Work at SourceForge, help us to make it a better place! We have an immediate need for a Support Technician in our San Francisco or Denver office.

Close

Unit tests in 1.0 (CVS) build fail

Kevin Day
2005-08-21
2013-06-03
  • Kevin Day
    Kevin Day
    2005-08-21

    FYI - when running jdbm.recman.TestStress, I'm getting the following junit test failures.  Can someone please confirm?  This is a serious problem if I'm right...

    testBasics(jdbm.recman.TestStress)
    junit.framework.AssertionFailedError: aborting test at slot 91: junit.framework.AssertionFailedError: fetch round=10447, slot=91, slot(132000,sz=256,b=-71)
        at junit.framework.Assert.fail(Assert.java:51)
        at jdbm.recman.TestStress.testBasics(TestStress.java:445)
        at sun.reflect.NativeMethodAccessorImpl.invoke0(Native Method)
        at sun.reflect.NativeMethodAccessorImpl.invoke(Unknown Source)
        at sun.reflect.DelegatingMethodAccessorImpl.invoke(Unknown Source)
        at java.lang.reflect.Method.invoke(Unknown Source)
        at junit.framework.TestCase.runTest(TestCase.java:166)
        at junit.framework.TestCase.runBare(TestCase.java:140)
        at junit.framework.TestResult$1.protect(TestResult.java:106)
        at junit.framework.TestResult.runProtected(TestResult.java:124)
        at junit.framework.TestResult.run(TestResult.java:109)
        at junit.framework.TestCase.run(TestCase.java:131)
        at junit.framework.TestSuite.runTest(TestSuite.java:173)
        at junit.framework.TestSuite.run(TestSuite.java:168)
        at org.eclipse.jdt.internal.junit.runner.RemoteTestRunner.runTests(RemoteTestRunner.java:478)
        at org.eclipse.jdt.internal.junit.runner.RemoteTestRunner.run(RemoteTestRunner.java:344)
        at org.eclipse.jdt.internal.junit.runner.RemoteTestRunner.main(RemoteTestRunner.java:196)

     
    • Kevin Day
      Kevin Day
      2005-08-21

      More info:

      I checked out V0_13, and the unit tests definitely pass in that version...  That was a long time ago, though...

      When I made my changes to the freelogicalrowid, etc... classes, they were made against the CVS HEAD code a few weeks prior to the 1.0 release.  I absolutely ran the recman unit tests at that point, and they passed.  I'm thinking that something changed during the 1.0 release...

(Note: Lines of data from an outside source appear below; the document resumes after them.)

PR #59, opened 2018-07-07
Better XDG shell tests

wmww:
This also adds the ability to click, which isn't currently used but is nice to have.

### DIFF
--- a/example/mir_integration.cpp
+++ b/example/mir_integration.cpp
@@ -741,6 +741,40 @@ void wlcs_pointer_move_absolute(WlcsPointer* pointer, wl_fixed_t x, wl_fixed_t y
     wlcs_pointer_move_relative(pointer, wl_fixed_from_double(rel_x), wl_fixed_from_double(rel_y));
 }
 
+void wlcs_pointer_button_down(WlcsPointer* pointer, int button)
+{
+    auto device = reinterpret_cast<FakePointer*>(pointer);
+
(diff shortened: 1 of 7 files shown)


example/mir_integration.cpp
```diff
@@ -741,6 +741,40 @@ void wlcs_pointer_move_absolute(WlcsPointer* pointer, wl_fixed_t x, wl_fixed_t y
...
+        std::chrono::steady_clock::now().time_since_epoch());
+
+    auto event_sent = device->runner->event_listener->expect_event_with_time(event_time);
+
+    device->pointer->emit_event(
+        mir::input::synthesis::a_button_down_event()
+            .of_button(button)
+            .with_event_time(event_time));
+
+    event_sent->wait_for(std::chrono::seconds{5});
```
AlanGriffiths: `std::chrono::seconds{5}` should probably be extracted as a constant. E.g.
```
event_sent->wait_for(max_send_delay);
```
Also, if sending fails we should be reporting it - as it will probably cause a test failure

wmww: Turns out the constant already existed, so switched to using that. Not sure exactly how I should be reporting timeout failures. Maybe throwing an exception to fail the test?

AlanGriffiths: Failing an EXPECT (or an ASSERT) probably works best. I don't think gmock has a way to output messages.

PR #60, opened 2018-07-13
Improve fake event sending code

wmww:
Abstracts code to send a fake Mir event to a function and shows a failure message if waiting for an event fails


wmww:
bors try

PR #61, opened 2018-07-19
Made subsurface tests parameterized

wmww:
Tests subsurfaces
* On WL shell surfaces with mouse input
* On XDG shell surfaces with mouse input
* On default shell surfaces with touch input

### DIFF
--- a/tests/subsurfaces.cpp
+++ b/tests/subsurfaces.cpp
@@ -26,16 +26,36 @@
 
 using namespace testing;
 
-class SubsurfaceTest : public wlcs::StartedInProcessServer
+struct SubsurfaceTestParams
+{
+    std::string name;
+    std::function<std::unique_ptr<wlcs::Surface>(wlcs::InProcessServer& server,
+                                                 wlcs::Client& client,
+                                                 int x, int y,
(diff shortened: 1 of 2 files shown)


tests/subsurfaces.cpp
```diff
@@ -26,16 +26,103 @@
...
+
+struct PointerInputDevice : AbstractInputDevice
+{
+    PointerInputDevice(wlcs::Server& server, wlcs::Client& client):
+        client{client},
+        pointer{server.create_pointer()}
+    {
+    }
+
+    void down_at(int x, int y) override
```
AlanGriffiths: The name doesn't seem to match the implementation. Which is right?

wmww: It's an override of an abstract method. 'down_at' doesn't make sense for pointers and 'move_to' doesn't make sense for touch. Maybe there's a name out there that's applicable to both, but I just choose one and went with it.

AlanGriffiths: place_at()?

wmww: Maybe `to_screen_position` is a bit better

PR #406, opened 2016-08-19
Update name of ceph development package in spec file.

brunocanning:
Since the 'hammer' release of ceph, the package "ceph-devel" no longer exists, having been replaced by the meta package "ceph-devel-compat". This change updates the spec file accordingly.

### DIFF
--- a/packaging/rhel/xrootd.spec.in
+++ b/packaging/rhel/xrootd.spec.in
@@ -62,7 +62,7 @@ BuildRequires: cppunit-devel
 %endif
 
 %if %{?_with_ceph:1}%{!?_with_ceph:0}
-BuildRequires: ceph-devel
+BuildRequires: ceph-devel-compat
 %endif
 
 BuildRequires:	doxygen


simonmichal:
From what I've seen the ceph-devel-compat has been there at least since Firefly release ;-) It does obsolete the ceph-devel package in the spec file so IMHO everything is OK.

brunocanning:
Hi Simon,

I can't see "ceph-devel-compat" in our local mirrors here at RAL for firefly or giant or "ceph-devel" for hammer, infernalis or jewel. We are mirroring from download.ceph.com. I think this change will be OK, XrootD and Ceph have only been usable together since the more recent releases of both.

Best wishes,
Bruno

simonmichal:
Hi Bruno,

Hmm that's interesting, I actually checked what's in epel7 (http://koji.fedoraproject.org/koji/buildinfo?buildID=738434) and there's ceph-0.80.7-0.8.el7 (so firefly) and it contains ceph-devel-compat ;-)

In download.ceph.com the ceph-devel-compat indeed appears only in hammer.

Changing the build requires to ceph-devel-compat would mean that we wont be able to build xrootd-ceph with giant any more, right? (giant does have radosstriper and ceph-devel)

On the other hand, all the releases that have devel-compat, have a respective obsolete entry in the spec file for the devel package, which means that the dependencies will be handled correctly.

Just considering the pros and cons ;-)

Cheers,
Michal

brunocanning:
Hi Michal,

I meant to get in touch about this. I notice you've put a more elegant solution into the spec file than the one I proposed here. I tested it in December when I build XRootD 4.5 with ceph it it works just fine, so closing this PR is a good thing. Should I delete the branch?

Best wishes,
Bruno

simonmichal:
Hi Bruno,

Yes, please go ahead and delete the branch. Sorry I forgot to notify you ;-)

Thanks, 
Michal

Issue #411, opened 2016-09-02
override dual-stack: false on the server side


zvada:
Hello!

We're experiencing issues with older clients vs redirector IPv6 enabled where client host is dual-stack. Relevant piece of behavior is from the log as follows:

`[2016-09-02 19:40:10.529888 +0200][Debug  ][XRootDTransport   ] [cmsxrootd.fnal.gov:1094 #0.0] Sending out kXR_login request, username: zvada, cgi: ?xrd.cc=ch&xrd.tz=1&xrd.appname=xrdcp&xrd.info=, dual-stack: false`
...
...

```
[2016-09-02 19:41:00.221320 +0200][Debug  ][File              ] [0x2000000@root://cmsxrootd.fnal.gov:1094//store/mc/RunIISpring16reHLT80/DYJetsToLL_M-50_TuneCUETP8M1_13TeV-amcatnloFXFX-pythia8/AODSIM/PUSpring16RAWAODSIM_reHLT_80X_mcRun2_asymptotic_v14-v1/40000/003A70D5-E55C-E611-9B14-0025905C53A8.root] Error while opening at cms-xrd-transit.cern.ch:1094: [ERROR] Server responded with an error: [3011] No servers are available to read the file.
[0B/0B][100%][==================================================][0B/s]  
Run: [ERROR] Server responded with an error: [3011] No servers are available to read the file.
$ xrdcp -version
v4.0.4
```

Forcing XRD_NETWORKSTACK=IPv4 solve the issue on client side, though:

```
$ XRD_NETWORKSTACK=IPv4 xrdcp -f root://cmsxrootd.fnal.gov//store/mc/RunIISpring16reHLT80/DYJetsToLL_M-50_TuneCUETP8M1_13TeV-amcatnloFXFX-pythia8/AODSIM/PUSpring16RAWAODSIM_reHLT_80X_mcRun2_asymptotic_v14-v1/40000/003A70D5-E55C-E611-9B14-0025905C53A8.root /dev/null 
[80MB/3.495GB][  2%][=>                                                ][8.889MB/s] 
$ xrdcp -version
v4.0.4
```

Suggestion is provide on the server side a configuration parameter to force dual-stack to true - we'd assume that IPv4 is always present. Clients >=v4.3.x handle dual-stack situation well, but for users running anything below that would be preferable be cautions and act on the server side with config tweak if possible.

Thanks,
Marian

abh3:
Hi Marian,

[...]

PR #420, opened 2016-09-27
Allow the server to assume a IPv6-only client is misconfiged

bbockelm:
This adds a new option to the `xrd.network`, `assumev4`, that allows the server to assume a IPv6-only client is actually also able to speak IPv4.

It's an unpleasant approach - but allows us to gracefully deal with older clients that incorrectly set `dual-stack=false`.

Solves #411.


abh3:
Hi Brian,

I though we were going to figure out at what releasethis problem was 
solved and make a more intelligent decision here. I hate such options 
because once added they get rarely removed. So, what release was this 
fixed?

Andy

PR #426, opened 2016-10-23
PSS: Add url prefix functionality to the PSS plugin

esindril:
The administrator can specify the following configuration directive
for a PSS plugin to proxy the incoming connections from clients to
another proxy server:

pss.urlprefix root://other_proxy_host:other_proxy_port//

Note that the url prefix needs to be a valid endpoint for an XRootD
service and must end with double slashes.


esindril:
This is not needed.

PR #429, opened 2016-10-31
File caching proxy V2 and new pss async interface

alja:
This pull request contains two different sets of changes:

* Implementation of pss async interface (from pssasync branch)
* Next version of proxy file cache code


abh3:
V2 of Caching Proxy also includes async proxy implementation.

PR #444, opened 2016-12-19
Make Xrdhttp secure by default, by rejecting proxy cert in the absence of a proper SecXtractor plugin

ffurano:
Fix some minor memory leaks
Change the secxtractor interface to use the new lib and initialize it properly

### DIFF
--- a/src/XrdHttp/XrdHttpProtocol.cc
+++ b/src/XrdHttp/XrdHttpProtocol.cc
@@ -101,6 +101,53 @@ XrdSysError XrdHttpProtocol::eDest = 0; // Error message handler
 XrdSecService *XrdHttpProtocol::CIA = 0; // Authentication Server
 
 
+
+
+
+
+
+
+
+
+
+
+
+
+
+
+
+
+
+
+
+
+
+
+
+
+
+
+
+
+
+
+
+
+
+
+
+
+
+
+
+
+
+
+
+
+
+
+
 /******************************************************************************/
 /*            P r o t o c o l   M a n a g e m e n t   S t a c k s             */
 /******************************************************************************/
@@ -298,6 +345,8 @@ int XrdHttpProtocol::GetVOMSData(XrdLink *lp) {
   // No external plugin, hence we fill our XrdSec with what we can do here
   peer_cert = SSL_get_peer_certificate(ssl);
   TRACEI(DEBUG, " SSL_get_peer_certificate returned :" << peer_cert);
+  ERR_print_errors(sslbio_err);
+  
   if (peer_cert && peer_cert->name) {
     
     // Add the original DN to the moninfo. Not sure if it makes sense to parametrize this or not.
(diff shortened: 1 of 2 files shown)


bbockelm:
A few issues with this one:
- Breaks backward compatibility with existing plugins.
- No versioning bump when breaking the backward compatibility.
- Now requires a client certificate for access, which is new behavior.  We currently allow unauthenticated clients to download, but allow additional authorization based on the ACC.
- Lots of strange whitespace.
- Changes in timeouts - can you add comments as to why?
- Lots of old code commented out.  Can probably just delete that and rely on git for history.

ffurano:
Hi Brian,

 thanks for having a look.

On 12/20/2016 03:44 AM, Brian Bockelman wrote:
> A few issues with this one:
> 
>   * Breaks backward compatibility with existing plugins.

 indeed, we can add a  deprecation in the spec, when we decide how to release it.
 Or would you prefer a runtime check ?

>   * No versioning bump when breaking the backward compatibility.

 Uhm, I had increased the version number on the plugin. Which version number are you referring to ?

>   * Now requires a client certificate for access, which is new behavior. We currently allow unauthenticated clients to download,
>     but allow additional authorization based on the ACC.


 Do you mean unauthenticated but still through https ? Ok, should be the option SSL_VERIFY_FAIL_IF_NO_PEER_CERT,
I'll have a try.


>   * Lots of strange whitespace.
>   * Changes in timeouts - can you add comments as to why?

 It was one second, less than a roundtrip in some cases. Do you see any problem ? I did with one second.

>   * Lots of old code commented out. Can probably just delete that and rely on git for history.


 Ok!
 I'm doing these points except the versioning thing, we need one more exchange for that imo.

Fabrizio

xrootd-dev:
Ok, I've submitted a little pull request containing:

 - now xrdhttp allows unauthenticated https clients
   (you also need to update xrdhttpvoms if you use it)
 - remove blank lines and comments

 About versioning we should decide what to do after the Christmas break. So far
the xrdhttpvoms was not released officially in any repo, but I agree that we should
prevent future version-based troubles.
 We should decide mainly how to release it (xrootd tree or alone in epel or wlcg)
and how to defend from version alchemies.

 Please let me know how it goes on your side.
 Fabrizio

bbockelm:
For the versioning - I didn't see a version bump in this PR?  Did it go in earlier?

@abh3 will have to provide input here with regards to the best way to handle the version incompatibilities, but we need to generally keep ABI compatibility I believe.

ffurano:
Now I see, you were referring to the xrootd version. I don't know what to say about that, so I'd leave it
to Andy/Michal. So far for me it's stuff into the master.

I agree with keeping the ABI compat for public interfaces. Not for private ones though. I'd like
to discuss how to release the voms extractor. In the absence of other decisions, I'll try
to release it to wlcg in January, after CERN reopens.

Fabrizio

PR #448, opened 2017-01-13
[RFC] GCC 7 error cleanup

davidlt:
This PR is marked as RFC thus should not be merged. Its purpose is to discuss potential fixes to errors while compiling with GCC 7 [should be in Stage4 this week].

Check inline comments for explanation and discussions.

Signed-off-by: David Abdurachmanov <David.Abdurachmanov@cern.ch>

### DIFF
--- a/src/XrdApps/XrdMpxStats.cc
+++ b/src/XrdApps/XrdMpxStats.cc
@@ -473,6 +473,7 @@ int main(int argc, char *argv[])
                  else {Say.Emsg(":", "Invalid format - ", optarg); Usage(1);}
                  break;
        case 'h': Usage(0);
+                 break;
        case 'p': if (!(Port = atoi(optarg)))
                     {Say.Emsg(":", "Invalid port number - ", optarg); Usage(1);}
                  break;
--- a/src/XrdCl/XrdClZipArchiveReader.cc
+++ b/src/XrdCl/XrdClZipArchiveReader.cc
@@ -243,7 +243,7 @@ class ZipArchiveReaderImpl
     {
       delete pBuffer;
       ClearRecords();
-      pArchive.Close();
+      XRootDStatus st = pArchive.Close();
     }
 
     File                           pArchive;
--- a/src/XrdClient/XrdClient.cc
+++ b/src/XrdClient/XrdClient.cc
@@ -1372,7 +1372,7 @@ bool XrdClient::OpenFileWhenRedirected(char *newfhandle, bool &wasopen)
 	Info(XrdClientDebug::kHIDEBUG,
 	     "OpenFileWhenRedirected", "Stripping off the 'delete' option." );
 
-	options &= !kXR_delete;
+	options &= ~kXR_delete;
 	options |= kXR_open_updt;
     }
 
@@ -1380,7 +1380,7 @@ bool XrdClient::OpenFileWhenRedirected(char *newfhandle, bool &wasopen)
 	Info(XrdClientDebug::kHIDEBUG,
 	     "OpenFileWhenRedirected", "Stripping off the 'new' option." );
 
-	options &= !kXR_new;
+	options &= ~kXR_new;
 	options |= kXR_open_updt;
     }
 
--- a/src/XrdCms/XrdCmsManTree.cc
+++ b/src/XrdCms/XrdCmsManTree.cc
@@ -79,7 +79,7 @@ int XrdCmsManTree::Connect(int nID, XrdCmsNode *nP)
 {
    static CmsDiscRequest discRequest = {{0, kYR_disc, 0, 0}};
    XrdSysMutexHelper Monitor(myMutex);
-   char mybuff[8];
+   char mybuff[16];
    int i;
 
 // Rule 0: If we aborted tell the client to just stop doing this
--- a/src/XrdCms/XrdCmsReq.cc
+++ b/src/XrdCms/XrdCmsReq.cc
@@ -134,17 +134,17 @@ void XrdCmsReq::Reply_Error(int ecode, const char *emsg, int elen)
 // Translate the error name
 //
    switch(ecode)
-         {case ENOENT:       eval = kYR_ENOENT;
-          case EPERM:        eval = kYR_EPERM;
-          case EACCES:       eval = kYR_EACCES;
-          case EIO:          eval = kYR_EIO;
-          case ENOMEM:       eval = kYR_ENOMEM;
-          case ENOSPC:       eval = kYR_ENOSPC;
-          case ENAMETOOLONG: eval = kYR_ENAMETOOLONG;
-          case ENETUNREACH:  eval = kYR_ENETUNREACH;
-          case ENOTBLK:      eval = kYR_ENOTBLK;
-          case EISDIR:       eval = kYR_EISDIR;
-          default:           eval = kYR_EINVAL;
+         {case ENOENT:       eval = kYR_ENOENT; break;
+          case EPERM:        eval = kYR_EPERM; break;
+          case EACCES:       eval = kYR_EACCES; break;
+          case EIO:          eval = kYR_EIO; break;
+          case ENOMEM:       eval = kYR_ENOMEM; break;
+          case ENOSPC:       eval = kYR_ENOSPC; break;
+          case ENAMETOOLONG: eval = kYR_ENAMETOOLONG; break;
+          case ENETUNREACH:  eval = kYR_ENETUNREACH; break;
+          case ENOTBLK:      eval = kYR_ENOTBLK; break;
+          case EISDIR:       eval = kYR_EISDIR; break;
+          default:           eval = kYR_EINVAL; break;
          };
 
 // Make sure that elen includes a null byte
--- a/src/XrdCns/XrdCnsConfig.cc
+++ b/src/XrdCns/XrdCnsConfig.cc
@@ -150,6 +150,7 @@ int XrdCnsConfig::Configure(int argc, char **argv, char *argt)
                     else NoGo = NAPath("'-a'", Spec.argval);
                  break;
        case 'B': Opts |= optNoCns;
+                 [[gnu::fallthrough]];
        case 'b': bPath = Spec.argval;
                  break;
        case 'c': cPath = Spec.argval;
--- a/src/XrdCns/XrdCnsLogRec.hh
+++ b/src/XrdCns/XrdCnsLogRec.hh
@@ -58,8 +58,8 @@ struct Ctl
 
 struct Arg
       {char Type;                   // Event code
-       char Mode[3];                // Mode (create, inv, mkdir)
-       char SorT[12];               // Size (closew, inv) | TOD (eol)
+       char Mode[6];                // Mode (create, inv, mkdir)
+       char SorT[24];               // Size (closew, inv) | TOD (eol)
        char Mount;                  // Mount Index
        char Space;                  // Space Index
        char Rsvd[6];                // Reserved (blank filled)
--- a/src/XrdCrypto/XrdCryptosslX509.cc
+++ b/src/XrdCrypto/XrdCryptosslX509.cc
@@ -507,8 +507,8 @@ const char *XrdCryptosslX509::IssuerHash(int alg)
       if (issueroldhash.length() <= 0) {
          // Make sure we have a certificate
          if (cert) {
-            char chash[15] = {0};
-            snprintf(chash,15,"%08lx.0",X509_NAME_hash_old(cert->cert_info->issuer));
+            char chash[30] = {0};
+            snprintf(chash, sizeof(chash), "%08lx.0", X509_NAME_hash_old(cert->cert_info->issuer));
             issueroldhash = chash;
          } else {
             DEBUG("WARNING: no certificate available - cannot extract issuer hash (md5)");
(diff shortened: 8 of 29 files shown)


src/XrdApps/XrdMpxStats.cc
```diff
@@ -473,6 +473,7 @@ int main(int argc, char *argv[])
                  else {Say.Emsg(":", "Invalid format - ", optarg); Usage(1);}
                  break;
        case 'h': Usage(0);
+                 break;
```
davidlt: `Usage(0)` will call `exit(0)`, but adding `break` is an extra failsafe that shouldn't hurt.

src/XrdCl/XrdClZipArchiveReader.cc
```diff
@@ -243,7 +243,7 @@ class ZipArchiveReaderImpl
     {
       delete pBuffer;
       ClearRecords();
-      pArchive.Close();
+      XRootDStatus st = pArchive.Close();
```
davidlt: The declaration of `Close()` has an attribute to check return value, but I could't figure out what to do (we are in destructor). Just saving return value tricks the compiler to avoid the warning, but probably is not the right approach.

src/XrdClient/XrdClient.cc
```diff
@@ -1372,15 +1372,15 @@ bool XrdClient::OpenFileWhenRedirected(char *newfhandle, bool &wasopen)
 	Info(XrdClientDebug::kHIDEBUG,
 	     "OpenFileWhenRedirected", "Stripping off the 'delete' option." );
 
-	options &= !kXR_delete;
```
davidlt: This does not seem right at the first look. `kXR_delete` is a positive integer (enum), which would be translated to `true` here and negating that would result in `false` (i.e. 0).

src/XrdClient/XrdClient.cc
```diff
@@ -1372,15 +1372,15 @@ bool XrdClient::OpenFileWhenRedirected(char *newfhandle, bool &wasopen)
...
+	options &= ~kXR_delete;
 	options |= kXR_open_updt;
     }
 
     if (fOpenPars.options & kXR_new) {
 	Info(XrdClientDebug::kHIDEBUG,
 	     "OpenFileWhenRedirected", "Stripping off the 'new' option." );
 
-	options &= !kXR_new;
```
davidlt: Same here.

src/XrdCms/XrdCmsManTree.cc
```diff
@@ -79,7 +79,7 @@ int XrdCmsManTree::Connect(int nID, XrdCmsNode *nP)
 {
    static CmsDiscRequest discRequest = {{0, kYR_disc, 0, 0}};
    XrdSysMutexHelper Monitor(myMutex);
-   char mybuff[8];
+   char mybuff[16];
```
davidlt: Compiler now studies string format to understand what size buffer is required (min and max bytes). According to compiler this buffer (an many other) are too small to fit potential values. Note that in most (or all) cases `snprintf` is used thus we don't have buffer overflow, but string can be truncated.

src/XrdCms/XrdCmsReq.cc
```diff
@@ -134,17 +134,17 @@ void XrdCmsReq::Reply_Error(int ecode, const char *emsg, int elen)
...
-          case EPERM:        eval = kYR_EPERM;
-          case EACCES:       eval = kYR_EACCES;
-          case EIO:          eval = kYR_EIO;
-          case ENOMEM:       eval = kYR_ENOMEM;
-          case ENOSPC:       eval = kYR_ENOSPC;
-          case ENAMETOOLONG: eval = kYR_ENAMETOOLONG;
-          case ENETUNREACH:  eval = kYR_ENETUNREACH;
-          case ENOTBLK:      eval = kYR_ENOTBLK;
-          case EISDIR:       eval = kYR_EISDIR;
-          default:           eval = kYR_EINVAL;
```
davidlt: In this case whatever `ecode` is we set `eval` to `kYR_EINVAL`. This looks wrong, thus probably we forgot to add `break`s otherwise the whole thing can be reduced to a single line: `eval = kYR_EINVAL;`.

src/XrdCns/XrdCnsConfig.cc
```diff
@@ -150,6 +150,7 @@ int XrdCnsConfig::Configure(int argc, char **argv, char *argt)
                     else NoGo = NAPath("'-a'", Spec.argval);
                  break;
        case 'B': Opts |= optNoCns;
+                 [[gnu::fallthrough]];
```
davidlt: Fallthroughs must be explicitly marked. Note, that `[[fallthrough]]` attribute was added to C++17 and GNU makes it available in C++11 and C++14 via `[[gnu::fallthrough]]`. Note that Clang had for years `[[gnu::fallthrough]]`. One can also use GNU style attribute. They also support simple C++ comments with specific patterns. Read more here: https://gcc.gnu.org/onlinedocs/gcc/Warning-Options.html (Search for `-Wimplicit-fallthrough`).

src/XrdCns/XrdCnsLogRec.hh
```diff
@@ -58,8 +58,8 @@ struct Ctl
 
 struct Arg
       {char Type;                   // Event code
-       char Mode[3];                // Mode (create, inv, mkdir)
-       char SorT[12];               // Size (closew, inv) | TOD (eol)
```
davidlt: In these two cases we always lost the last char, because `snprintf` needs to write terminating NULL byte. Thus we need to increase buffers in order not to loose the last digit.

src/XrdCrypto/XrdCryptosslX509.cc
```diff
@@ -507,8 +507,8 @@ const char *XrdCryptosslX509::IssuerHash(int alg)
       if (issueroldhash.length() <= 0) {
          // Make sure we have a certificate
          if (cert) {
-            char chash[15] = {0};
-            snprintf(chash,15,"%08lx.0",X509_NAME_hash_old(cert->cert_info->issuer));
+            char chash[30] = {0};
+            snprintf(chash, sizeof(chash), "%08lx.0", X509_NAME_hash_old(cert->cert_info->issuer));
```
davidlt: I don't fully understand this string format. Why do you need _width_ set to 8 and also ".0" at the end. Just looks a bit awkward. Does your hash really end with ".0"?

davidlt:
Especially we need to review all fallthroughs and double check that increasing buffer sizes do not cause any regressions for whatever reason.

abh3:
Michal and I looked over the changes. As you suggested, these cannot be pulled for a number of reasons but the intended changes are essentially correct. We have worked over the changes to address compiler portability  and backward compatibility issues but git head should now compile cleanly except for XrdHttpReq.cc (another developer is working on that as the solution is rather messy). Could you give your compiler a go and see if we missed anything?

davidlt:
Will try to compile master with GCC 7 and report back in 1-2 days.

davidlt:
You missed the following:
```
src/XrdClient/XrdClient.cc: In member function 'virtual bool XrdClient::OpenFileWhenRedirected(char*, bool&)':
src/XrdClient/XrdClient.cc:1375:14: error: enum constant in boolean context [-Werror=int-in-bool-context]
  options &= !kXR_delete;
              ^~~~~~~~~~
src/XrdClient/XrdClient.cc:1383:14: error: enum constant in boolean context [-Werror=int-in-bool-context]
  options &= !kXR_new;
              ^~~~~~~
```
You are using boolean operation where you needed a bitwise operation.

```
src/XrdCl/XrdClZipArchiveReader.cc: In destructor 'XrdCl::ZipArchiveReaderImpl::~ZipArchiveReaderImpl()':
src/XrdCl/XrdClZipArchiveReader.cc:246:23: error: ignoring return value of 'XrdCl::XRootDStatus XrdCl::File::Close(uint16_t)', declared with attribute warn_unused_result [-Werror=unused-result]
       pArchive.Close();
                       ^
In file included from src/XrdCl/XrdClZipArchiveReader.cc:27:0:
src/XrdCl/XrdClFile.hh:121:20: note: declared here
       XRootDStatus Close( uint16_t timeout = 0 ) XRD_WARN_UNUSED_RESULT;
                    ^~~~~
```

I am not fully sure how to properly handle this inside `~ZipArchiveReaderImpl()`. I know, that only saving return value (but not using it) already removed the error, but is not a right solution probably. Maybe dtor should be marked as `noexcept(false)` and should throw an exception/terminate.

Will check further. Now it compiles up to 71%.

davidlt:
One more:
```
src/XrdHttp/XrdHttpReq.cc: In member function 'int XrdHttpReq::PostProcessHTTPReq(bool)':
src/XrdHttp/XrdHttpReq.cc:1585:13: error: this statement may fall through [-Werror=implicit-fallthrough=]
             }
             ^
src/XrdHttp/XrdHttpReq.cc:1587:11: note: here
           default: //read or readv
           ^~~~~~~
```

src/XrdCrypto/XrdCryptosslX509.cc
bbockelm: Yup, that's the correct format.  I believe it's to allow for collisions (so you can have a CA with `.0`, `.1`, `.2`, ....

davidlt:
Seems that's all to compile with GCC 7.

src/XrdCl/XrdClZipArchiveReader.cc
bbockelm: There is an attribute for this situation added in C++17; is there a pre-existing `gnu:` attribute that we could use?

abh3:
Yes, we did so on purpose. The old client is no longer supported and we no 
longer fix it. Starting with 4.6 it will also no longer be compiled so you 
wouldn'tsee that message. At 5.0 it will be completely removed.

Andy

abh3:
Ah, recall we have another developer working on that and he has come up 
with a fix but hasn't put it in the repo yet.

Andy

abh3:
Actually, the fix we will be using is to issue an error message is the 
status is not clean. That will be posted tomorrow.

Andy

src/XrdCl/XrdClZipArchiveReader.cc
davidlt: Looks like to void this official way would be to add a cast to void, i.e., ` (void) pArchive.Close();` but GCC currently doesn't detect that (bug #66425), Clang does. According to  C++17 standard we have `nodiscard` which is unused-result and it says that compile should only warn/error if cast to void is missing.

davidlt:
For example Fedora 26 should come with GCC 7.1 and mass rebuild is expected next month.
xrootd is still at 4.5 for Fedora 26 thus it still will need a fix downstream.

Same for CMSSW (at least for now).

Btw, is there ETA for 4.6?

david

abh3:
Yes, we wanted to release it this week but some CMS sites that were 
testing some mods to improve performance let that slip through the cracks. 
So, they are testing it now (a delay of a few days). Plus, now that you 
brought the gcc 7 problems to our attention we wanted to fix those as 
well (oh yes, thank you for posting the fixes -- that helped a lot!).. 
So, if all goes well, next week.

Andy

src/XrdCrypto/XrdCryptosslX509.cc
gganis: Hi, the '.0' is because this information is mostly used to load the CA files which by convention are '<hash>.0' (for a reason which is likely to be the one that Brian explained). I agree that this could have been done differently.

davidlt:
Hi,

Quick question. If master will become 4.6 why old client is still not disabled?

Cheers,
david

simonmichal:
Hi David,

I will disable old client before I cut the release, just hadn't had time yet to do it ;-)

Cheers,
Michal

xrootd-dev:
Simply because we haven't gotten to it yet. That will be the case when we 
cut the official elease.

Andy

davidlt:
Fedora are already testing preparing for massive rebuild with GCC 7: http://pkgs.fedoraproject.org/cgit/rpms/gcc.git/log/

If everything goes fine there should be so nightly Fedora Rawhide builds for testing if you like, i.e. not need to build your own toolchain.

abh3:
We reworked this pull request to solve some backward comparability issues but essentially all of the recommendation have been applied.

ellert:
@abh3: Have you pushed the reworked changes to github? If possible I would like to backport the upstream changes to the Fedora package.

davidlt:
@ellert all changes are in GitHub, that's what I use for CMSSW + GCC 7.

ellert:
@davidlt: I know your pull request is on github. However, the last comment by @abh3 says "We reworked this pull request ..." and I was asking about this reworked version.

davidlt:
@ellert everything is already committed, but in pieces (thus multiple commits). This PR was just for notes of what is wrong while compiling with GCC 7. Thus you need to fish out those particular commits (should be easy to identify based on commit message).

simonmichal:
@ellert I am going to release 4.6.0, which includes all those changes, early this week. I'm not sure if it's worth doing a backport as you will be pushing 4.6.0 to EPEL/Fedora soon.

ellert:
I see it now. I got confused by the output of "git log". The dates are not in order, and after I saw entries from November I stopped looking further down.

ellert:
After extracting the changes from github I still see 2 issues. I have created pull request #457 to address them.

      Unfortunately, I don't have that configuration on my system anymore (I updated everything to the 1.0 version when it became available)...

      - K

       
    • Alex Boisvert
      Alex Boisvert
      2005-08-21

      I'm getting the same error on Linux (Fedora Core 4) with a fresh CVS checkout.

      Interesting, I just found out that jdbm.recman.TestStress isn't run when I launch jdbm.AllTests.   I need to fix that.

      alex

       
    • Kevin Day
      Kevin Day
      2005-08-21

      Do you still have a copy of the pre-1.0 release code laying around that we can do a diff against?  Something went south during that 1.0 release, and it's going to be a bugger to find going through each file one by one...

      Thanks!

      - K

       
      • Alex Boisvert
        Alex Boisvert
        2005-08-21

        You may want to compare against this CVS snapshot taken in Aug. 2003:

        http://jdbm.sourceforge.net/old/jdbm-current-2003-08-07.zip

        This is the only snapshot I have before 1.0.  If you don't find what you want in there, we would have to rummage through CVS.

        alex

         
      • Bryan Thompson
        Bryan Thompson
        2005-08-22

        I diffed my checked out version of jdbm against the 1.0 release.  There were two changes: VERSION and build.xml.  So, anything that was "changed" was at least several weeks back (when I did the checkout).

        -bryan

         
    • Kevin Day
      Kevin Day
      2005-08-21

      Well now I'm completely at a loss.  The code in the 2003-08-07 file fails the test as well.

      I can't understand how I was able to pass the unit tests with my patch, and see this fail...  Maybe I had the same problem you did with the tests not including that one.  I must have just run jdbm.recman.Test, thinking I was covered.  Now that I'm running all tests in the project, Eclipse is picking up the TestStress class.

      A couple of interesting items (though probably unrelated):

      The test itself was last modified on 3/20/2003.  At that time, it looks like whoever checked it in had a problem with CRLF tranlation (all of the sudden, the entire class has a ton of blank lines in it).  I'm half wondering if something went wrong with the test case at that point.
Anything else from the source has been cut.